▶ _THE TASK_: Each line must appear in the answer exactly as it does in the data.

▶ _SUPPLIED MATERIAL_:

◆ ◆ ◆ ◆ ◆

PR #295, opened 2024-07-31
Fixes bug with treasury getter of slashed funds and sets fee to 5% for slashing

ckartik:
## Describe your changes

◆ ◆ ◆ ◆ ◆

▶ _TASK ANSWER_:
PR #295, opened 2024-07-31
Fixes bug with treasury getter of slashed funds and sets fee to 5% for slashing

ckartik:
## Describe your changes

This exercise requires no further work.